Mugerfeld volunteers at the Jewish Food Pantry packing and stocking food. This extremely dedicated (almost 90 years old) Mitzvah Star has volunteered at the Harvey Kornblum Jewish Food Pantry for almost eight years. Mugerfeld also serves as a Russian translator for many of the Food Pantry’s Russian clients. 

Mugerfeld has been married to Maria for 62 years.  They have two children and three grandchildren.  They walk the JCC track twice a day together, at morning and at night. 

Mugerfeld says that life in America is “good” and that he “likes working with nice American people.”

Phyllis Siegel

A volunteer organizer extraordinaire,  Siegel arranges Mah Jong groups, theater groups, tennis groups and bridge groups. She has organized events to benefit various charities, such as Jewish Food Pantry, Alzheimer’s Association, Holocaust Museum and Learning Center, National Council of Jewish Womens’ Back to School Store and the St. Louis Breast Cancer Coalition.  Her next event is for Caring for Kids.  

Siegel can also be found every year at the St. Louis Jewish Book Festival Book Store at the Jewish Community Center.  She is an avid tennis player and arranges an interclub team at the Vetta Concord Sports Club. 
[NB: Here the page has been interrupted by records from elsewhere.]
PR #50, opened 2020-03-03
Build image in openshift for running ansible-test sanity

awcrosby:
Part of ansible/galaxy-dev#122

Uses openshift buildconfig and imagestream to build image with a collection included that is able to run `ansible-test sanity` on the collection. This also uses the download url from pulp's storage backend.

### DIFF
--- a/galaxy_importer/ansible_test/build_template.yaml
+++ b/galaxy_importer/ansible_test/build_template.yaml
@@ -14,9 +14,12 @@ spec:
       kind: ImageStreamTag
       name: {image_name}
   source:
-    dockerfile: "FROM docker-registry.default.svc:5000/buildfactory/automation-hub-ansible-test:latest\nRUN wget '{download_url}' -O /archive/archive.tar.gz"
+    dockerfile: |
+      FROM awcrosby/galaxy-ansible-test:latest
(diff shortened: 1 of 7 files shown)


galaxy_importer/ansible_test/build_template.yaml
```diff
@@ -0,0 +1,22 @@
...
+  resources:
+    limits:
+      cpu: 500m
+      memory: 512Mi
+  output:
+    to:
+      kind: ImageStreamTag
+      name: {image_name}
+  source:
+    dockerfile: "FROM docker-registry.default.svc:5000/buildfactory/automation-hub-ansible-test:latest\nRUN wget '{download_url}' -O /archive/archive.tar.gz"
```
awcrosby: @cutwater we have a few options on where the base image can be hosted... buildfactory project, automation-hub-jobs project, or outside OCP on quay, thoughts?

cutwater: 1. For automation-hub-ansible-test I think buildfactory or quay are the best options. IIRC there were some changes that enabled quay builds for buildfactory project.

2. Can you please use multiline yaml literal to shrink line width.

Siegel taught 31 years at Beasley Elementary School in Mehlville School District.  During these years, she always volunteered to run the school’s talent show.  She also took her classes once a month to volunteer at Veteran’s Hospital.  She presently teaches bridge through the St. Louis community college system. She received her Life Master in bridge last year.

Siegel’s lifetime dream was to go to seven continents and attend four Grand Slam tennis events. She has accomplished both. She also walked a half marathon last fall, accomplishing another dream.

Siegel says that volunteering “gives me a chance to help others by doing what I like to do and helping people do those things, too.”  Her favorite saying is, “Like what you do and do what you like!”